Apple’s lawyers say that not only does the compromised operating system that the FBI wants to install on the iPhone used by a terrorist not exist, but that it would take between six and 10 engineers and other employees as long as a month to create it. That fact, the company argues, along with a lack of legal support for the FBI’s demands, should be enough to vacate the court order that is compelling Apple to assist the FBI in its iPhone hack.
On Thursday, Apple filed a motion to vacate an order imposed last week by a court that would force the company to develop and install a backdoor version of iOS on an iPhone used by Syed Farook, one of the alleged shooters in the mass killing in December in San Bernardino, Calif. The motion is long and dense, but also quite direct about what Apple’s executives and lawyers say would be an undue burden on the company to comply with the court order.
“The compromised operating system that the government demands would require significant resources and effort to develop. Although it is difficult to estimate, because it has never been done before, the design, creation, validation and deployment of the software likely would necessitate six to ten Apple engineers and employees dedicating a very substantial portion of their time for a minimum of two weeks and likely as many as four weeks,” the motion says.
“No operating system currently exists that can accomplish what the government wants, and any effort to create one will require that Apple write new code, not just disable existing code functionality.”
The government has argued that under an obscure 1789 law called the All Writs Act that Apple must help the FBI bypass the security on the iPhone 5C Farook used. But in its motion, Apple says the act was intended to “fill in gaps in the law”, and “does not grant the courts free-wheeling authority to change the substantive law, resolve policy disputes, or exercise new powers that Congress has not afforded them.”
Apple’s motion came a few hours after FBI Director James Comey told the House Intelligence Committee that if law enforcement agencies don’t have these legal tools at their disposal, things will change significantly.
“If we’re going to move to a world where that’s not possible anymore, the world will not end, but it will be a whole lot different,” Comey said.

“This is not a case about one isolated iPhone.”

Apple CEO Tim Cook, in an interview with ABC News on Wednesday, said the court order could set a dangerous precedent, not just for Apple, but for other private companies, as well.
“If a court can ask us to write this software, think about what else they could ask us to write. Maybe it’s an operating system for surveillance, maybe the ability for law enforcement to turn on the camera,” Cook said.
“I don’t know where this stops, but I do know this isn’t what should be happening in this country.”
One of the FBI’s arguments for Apple’s assistance in this case is that the software it wants can be created once, used, and then destroyed. The bureau has said this is not an effort to backdoor iOS or develop a tool for future use. In its motion, Apple addresses that argument in the first sentence.

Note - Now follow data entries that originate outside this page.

PR #2866, opened 2024-10-16
gl_engine: dynamic load GL functions with glad

RuiwenTang:
This PR shows how to dynamic load GL functions with [GLAD](https://github.com/dav1dde/glad-web) (one of the [OpenGL Loader Library](https://www.khronos.org/opengl/wiki/OpenGL_Loading_Library)).

I choose `GLAD`  because it only contains a single source file, and does not need to link OpenGL library at compile time.

Issue: https://github.com/thorvg/thorvg/issues/2453 https://github.com/thorvg/thorvg/issues/2562

duplicate: #2574

PR #3114, opened 2025-01-11
support glad

std-microblock:
is it possible to support glad? this is simple and this pr can be a sample implementation.

### DIFF
--- a/src/renderer/gl_engine/tvgGlCommon.h
+++ b/src/renderer/gl_engine/tvgGlCommon.h
@@ -25,6 +25,9 @@
 
 #include <assert.h>
 #include <memory>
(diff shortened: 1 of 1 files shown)


std-microblock:
```lua
    io.replace("src/renderer/gl_engine/tvgGlCommon.h", "#include <GL/gl.h>",
        "#include <glad/glad.h>\n#define M_PI 3.1415926535897", { plain = true })

    io.replace("meson.build", "include_directories('.')", "include_directories('.'), include_directories('" ..
        package:dep("glad"):installdir():gsub("\\", "/")
        .. "/include')", { plain = true })
```

some changes I made in xmake.lua to make it work

vtorri:
duplicate of #2866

“This is not a case about one isolated iPhone,” the opening sentence of the motion says.
The Apple-FBI confrontation has played out publicly, unlike most of the disagreements between law enforcement and technology vendors. The public debate has drawn plenty of attention, including that of lawmakers. Rep. Ted Lieu (D-Calif.), who has been vocal about security and privacy issues in the past, said the FBI’s demands of Apple are a last resort, after legislative efforts to compromise encryption failed.

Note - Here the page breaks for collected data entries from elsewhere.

PR #4051, opened 2025-12-09
test: clean up the lottie unit-test

hermet:
- neat & clean test suites for minimize the workload

image


hermet:
@tinyjin Please check this, you can append more test-suites if it needs (ie. test4.lot, test5.lot ...). Any sample doesn't increase the coverage, please don't add or remove the older one. Thanks.

image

“As a Member of Congress, I can confirm that last year the FBI tried and failed to get Congress to enact proposals that would provide a ‘back door’ way to access data on smartphones. As a Member of the House Oversight and Government Reform Committee, and its Information Technology Subcommittee, we held hearings on this exact issue,” Lieu said in a statement
“During the hearing, the government witnesses admitted that it was impossible to create a back door just for the FBI without risking that back door from being exploited by hackers and foreign adversaries.”